===== Exercise data =====
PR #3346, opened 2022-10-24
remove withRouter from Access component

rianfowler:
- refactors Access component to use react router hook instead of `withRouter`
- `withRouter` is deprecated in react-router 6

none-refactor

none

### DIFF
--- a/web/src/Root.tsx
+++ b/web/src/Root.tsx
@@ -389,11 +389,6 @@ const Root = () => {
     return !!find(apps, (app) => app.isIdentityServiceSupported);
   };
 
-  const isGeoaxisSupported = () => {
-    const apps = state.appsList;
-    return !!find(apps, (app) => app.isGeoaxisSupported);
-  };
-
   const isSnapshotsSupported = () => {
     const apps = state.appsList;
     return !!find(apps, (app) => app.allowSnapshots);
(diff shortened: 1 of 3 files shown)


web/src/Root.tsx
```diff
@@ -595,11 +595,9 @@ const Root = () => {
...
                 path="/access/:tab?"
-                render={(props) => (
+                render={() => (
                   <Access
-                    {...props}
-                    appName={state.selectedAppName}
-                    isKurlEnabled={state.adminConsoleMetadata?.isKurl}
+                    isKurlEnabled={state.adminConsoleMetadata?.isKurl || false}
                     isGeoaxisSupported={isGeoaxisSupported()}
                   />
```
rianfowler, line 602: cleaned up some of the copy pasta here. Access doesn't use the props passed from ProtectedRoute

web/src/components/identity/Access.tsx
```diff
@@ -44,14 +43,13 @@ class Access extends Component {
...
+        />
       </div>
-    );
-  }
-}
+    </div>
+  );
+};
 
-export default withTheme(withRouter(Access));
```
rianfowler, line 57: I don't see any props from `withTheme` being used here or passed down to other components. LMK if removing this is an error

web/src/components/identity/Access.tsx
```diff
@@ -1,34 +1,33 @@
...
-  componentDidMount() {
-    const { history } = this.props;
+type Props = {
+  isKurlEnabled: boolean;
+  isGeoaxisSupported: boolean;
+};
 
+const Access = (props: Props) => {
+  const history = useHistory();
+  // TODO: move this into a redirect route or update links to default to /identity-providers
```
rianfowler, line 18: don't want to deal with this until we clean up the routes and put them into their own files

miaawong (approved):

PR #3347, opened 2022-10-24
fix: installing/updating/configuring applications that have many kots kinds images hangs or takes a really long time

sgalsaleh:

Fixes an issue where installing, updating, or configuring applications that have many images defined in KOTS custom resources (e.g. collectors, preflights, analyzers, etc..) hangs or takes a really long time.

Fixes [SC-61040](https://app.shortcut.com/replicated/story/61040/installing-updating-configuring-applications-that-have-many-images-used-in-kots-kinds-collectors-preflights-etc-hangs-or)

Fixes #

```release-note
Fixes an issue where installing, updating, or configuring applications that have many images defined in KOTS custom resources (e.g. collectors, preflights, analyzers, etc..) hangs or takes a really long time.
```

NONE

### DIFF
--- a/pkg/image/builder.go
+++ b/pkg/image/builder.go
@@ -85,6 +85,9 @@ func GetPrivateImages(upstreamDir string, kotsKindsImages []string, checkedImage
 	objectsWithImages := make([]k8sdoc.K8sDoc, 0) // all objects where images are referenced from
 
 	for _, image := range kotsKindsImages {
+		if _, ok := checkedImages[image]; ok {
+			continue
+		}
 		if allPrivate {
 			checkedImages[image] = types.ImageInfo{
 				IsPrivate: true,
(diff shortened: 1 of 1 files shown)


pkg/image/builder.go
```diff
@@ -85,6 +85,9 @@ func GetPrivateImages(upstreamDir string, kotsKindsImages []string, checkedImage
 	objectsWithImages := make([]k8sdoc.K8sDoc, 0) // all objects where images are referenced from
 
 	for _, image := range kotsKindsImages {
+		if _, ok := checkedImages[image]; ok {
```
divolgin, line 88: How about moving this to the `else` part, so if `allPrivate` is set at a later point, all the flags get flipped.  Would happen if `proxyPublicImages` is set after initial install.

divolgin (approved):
=====
Your answer must be every record above, set down exactly as written.

Task answer:
PR #3346, opened 2022-10-24
remove withRouter from Access component

rianfowler:
- refactors Access component to use react router hook instead of `withRouter`
- `withRouter` is deprecated in react-router 6

none-refactor

none

### DIFF
--- a/web/src/Root.tsx
+++ b/web/src/Root.tsx
@@ -389,11 +389,6 @@ const Root = () => {
     return !!find(apps, (app) => app.isIdentityServiceSupported);
   };
 
-  const isGeoaxisSupported = () => {
-    const apps = state.appsList;
-    return !!find(apps, (app) => app.isGeoaxisSupported);
-  };
-
   const isSnapshotsSupported = () => {
     const apps = state.appsList;
     return !!find(apps, (app) => app.allowSnapshots);
(diff shortened: 1 of 3 files shown)


web/src/Root.tsx
```diff
@@ -595,11 +595,9 @@ const Root = () => {
...
                 path="/access/:tab?"
-                render={(props) => (
+                render={() => (
                   <Access
-                    {...props}
-                    appName={state.selectedAppName}
-                    isKurlEnabled={state.adminConsoleMetadata?.isKurl}
+                    isKurlEnabled={state.adminConsoleMetadata?.isKurl || false}
                     isGeoaxisSupported={isGeoaxisSupported()}
                   />
```
rianfowler, line 602: cleaned up some of the copy pasta here. Access doesn't use the props passed from ProtectedRoute

web/src/components/identity/Access.tsx
```diff
@@ -44,14 +43,13 @@ class Access extends Component {
...
+        />
       </div>
-    );
-  }
-}
+    </div>
+  );
+};
 
-export default withTheme(withRouter(Access));
```
rianfowler, line 57: I don't see any props from `withTheme` being used here or passed down to other components. LMK if removing this is an error

web/src/components/identity/Access.tsx
```diff
@@ -1,34 +1,33 @@
...
-  componentDidMount() {
-    const { history } = this.props;
+type Props = {
+  isKurlEnabled: boolean;
+  isGeoaxisSupported: boolean;
+};
 
+const Access = (props: Props) => {
+  const history = useHistory();
+  // TODO: move this into a redirect route or update links to default to /identity-providers
```
rianfowler, line 18: don't want to deal with this until we clean up the routes and put them into their own files

miaawong (approved):

PR #3347, opened 2022-10-24
fix: installing/updating/configuring applications that have many kots kinds images hangs or takes a really long time

sgalsaleh:

Fixes an issue where installing, updating, or configuring applications that have many images defined in KOTS custom resources (e.g. collectors, preflights, analyzers, etc..) hangs or takes a really long time.

Fixes [SC-61040](https://app.shortcut.com/replicated/story/61040/installing-updating-configuring-applications-that-have-many-images-used-in-kots-kinds-collectors-preflights-etc-hangs-or)

Fixes #

```release-note
Fixes an issue where installing, updating, or configuring applications that have many images defined in KOTS custom resources (e.g. collectors, preflights, analyzers, etc..) hangs or takes a really long time.
```

NONE

### DIFF
--- a/pkg/image/builder.go
+++ b/pkg/image/builder.go
@@ -85,6 +85,9 @@ func GetPrivateImages(upstreamDir string, kotsKindsImages []string, checkedImage
 	objectsWithImages := make([]k8sdoc.K8sDoc, 0) // all objects where images are referenced from
 
 	for _, image := range kotsKindsImages {
+		if _, ok := checkedImages[image]; ok {
+			continue
+		}
 		if allPrivate {
 			checkedImages[image] = types.ImageInfo{
 				IsPrivate: true,
(diff shortened: 1 of 1 files shown)


pkg/image/builder.go
```diff
@@ -85,6 +85,9 @@ func GetPrivateImages(upstreamDir string, kotsKindsImages []string, checkedImage
 	objectsWithImages := make([]k8sdoc.K8sDoc, 0) // all objects where images are referenced from
 
 	for _, image := range kotsKindsImages {
+		if _, ok := checkedImages[image]; ok {
```
divolgin, line 88: How about moving this to the `else` part, so if `allPrivate` is set at a later point, all the flags get flipped.  Would happen if `proxyPublicImages` is set after initial install.

divolgin (approved):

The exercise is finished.